Leegstaand complex met 18de-eeuwse kern en 19de- en 20ste-eeuwe aanpasssingen, naar verluidt voormalige kolenhandel. Dubbelhuis van vijf traveeën en twee bouwlagen onder complexe bedaking (nok parallel aan en loodrecht op straat, kunstleien). Bakstenen lijstgevel met vernieuwd parement, gecementeerde zijpuntgevels met rechts krulspie-ankers. Achteraan latere uitbreiding met gecombineerde, verankerde bakstenen lijst- en puntgevel met rechthoekige muuropeningen.
Interieur met deels bewaard 18de-eeuws stucwerk en neoclassicistische elementen uit de 19de- en begin 20ste eeuw zoals een schouw en in de gang tegellambrisering, pilasters, beschildering en trap.

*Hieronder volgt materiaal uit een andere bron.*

PR #288, opened 2026-08-25
fix(go): add SQLite busy_timeout to resolve locking

desireddymohithreddy0925:
Fixes the issue where `SetMaxOpenConns(1)` fails to protect against SQLite `database is locked` errors during external concurrent reads. Added `PRAGMA busy_timeout=5000;` upon database initialization in `go/trajir/log/log.go` to allow the driver to gracefully wait and retry locks.

### DIFF
--- a/go/trajir/log/log.go
+++ b/go/trajir/log/log.go
@@ -36,9 +36,9 @@ func Open(path string) (*NodeLog, error) {
 	// One connection is enough for the local profile and keeps write order simple.
 	db.SetMaxOpenConns(1)
 
-	if _, err := db.Exec(`PRAGMA journal_mode=WAL;`); err != nil {
+	if _, err := db.Exec(`PRAGMA journal_mode=WAL; PRAGMA busy_timeout=5000;`); err != nil {
 		_ = db.Close()
-		return nil, fmt.Errorf("set wal: %w", err)
+		return nil, fmt.Errorf("set wal and timeout: %w", err)
 	}
 
 	schema := `


go/trajir/log/log.go
```diff
@@ -36,9 +36,9 @@ func Open(path string) (*NodeLog, error) {
 	// One connection is enough for the local profile and keeps write order simple.
 	db.SetMaxOpenConns(1)
 
-	if _, err := db.Exec(`PRAGMA journal_mode=WAL;`); err != nil {
+	if _, err := db.Exec(`PRAGMA journal_mode=WAL; PRAGMA busy_timeout=5000;`); err != nil {
```
Siddhartha-singh01: Good spot for this. Caps the wait at 5s so a stuck lock does not hang forever. Matches how most SQLite apps survive cross process readers.

Siddhartha-singh01 (dismissed):
Went through #288 tip 05618aa.

What it does is straightforward. SetMaxOpenConns(1) only caps this process. Another reader (CLI, pytest helper, second binary) can still bump into a writer and get database is locked. busy_timeout=5000 tells SQLite to wait and retry for five seconds instead of failing on the first bump. Like putting a short courtesy wait on a single bathroom lock instead of yelling occupied and walking away.

go/trajir/log/log.go
Putting PRAGMA busy_timeout next to journal_mode=WAL at Open time is the right place. Error path still closes the db. Message updated to set wal and timeout. Fine.

One small style note, not a blocker: two Exec calls (one for WAL, one for busy_timeout) would make a partial failure easier to read. Combined statement is ok for modernc.

No test for the lock wait, which is hard to assert cleanly. CI is green including Go. DCO looks signed on the fix commit.

Python NodeLog still has no busy_timeout. Not required for this PR. Worth a follow up if we want parity.

LGTM.

go/trajir/log/log.go
desireddymohithreddy0925: Thanks bro! I've updated the PR to split the Exec calls in Go as suggested, making any partial failures easier to read. I also went ahead and added PRAGMA journal_mode=WAL and PRAGMA busy_timeout=5000 to the Python NodeLog implementation to ensure we have full parity.
Let me know if you need anything else!

Siddhartha-singh01:
Rechecked against current main. Still fine: busy_timeout next to WAL at Open, Go log tests pass locally, CI green. No new issues from me. Still LGTM.

Ayush4958 (changes requested):
This is an architectural anti pattern and will fail in production.

Using `db.Exec` only applies PRAGMAs to the *first* connection drawn from the pool. Even with `SetMaxOpenConns(1)`, Go's `database/sql` silently drops and recreates connections if they enter a bad state. The replacement connection will not inherit this timeout, and the locking bug will silently return.

Connection-level PRAGMAs must be passed via the DSN connection string (e.g., `?_busy_timeout=5000&_journal_mode=WAL`). Abandon `db.Exec` and modify the DSN URI directly.

jakharmonika364 (changes requested):
`durable/sqlite.go`'s `OpenLocal` has the same locking issue, `WAL` with no `busy_timeout`, same `SetMaxOpenConns(1)` pattern. Same fix as here, applies there too.

Siddhartha-singh01:
Mentor note after Ayush and Monica weighed in.

I approved the idea of busy_timeout earlier. Their follow ups are real though. A one shot db.Exec PRAGMA can sit on a connection that is not the one later writers use, and OpenLocal in durable/sqlite.go has the same WAL without busy_timeout pattern.

Please address both before we merge: put busy_timeout where every connection actually gets it (DSN / connector hook, not only the first Exec), and mirror the fix in durable/sqlite.go. Until then treat this as blocked even with my earlier approve.

desireddymohithreddy0925:
@jakharmonika364 @Ayush4958 
Thanks for pointing out the `db.Exec` anti-pattern! I've removed the `db.Exec` PRAGMA calls entirely. Instead, the configuration is now injected directly into the DSN string (`?_busy_timeout=5000&_journal_mode=WAL`) before passing it into `sql.Open`. 

I also applied this exact same fix to `OpenLocal` inside `durable/sqlite.go` to ensure both SQLite instances are protected from connection dropping.

Just pushed the fix, let me know if it looks good!

jakharmonika364:
do u aware of [AI_policy](https://github.com/Coder-s-OG-s/Trajectory-IR/blob/main/AI_POLICY.md). Closing this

Aan straatzijde: aansluitend lager bedrijfsgebouw van drie traveeën onder zadeldak (nok parallel aan de straat, Vlaamse pannen) met rechthoekige doorgang onder I-balk en rechthoekige vensters onder houten latei, laatste travee met laadluik.
In de tuin: vervallen bedrijfsgebouw onder zadeldaken (nok parallel aan de straat, Vlaamse pannen en golfplaten) met bewaard gebint en sporen van vakwerkbouw (stijlen, leemresten en vitswerk).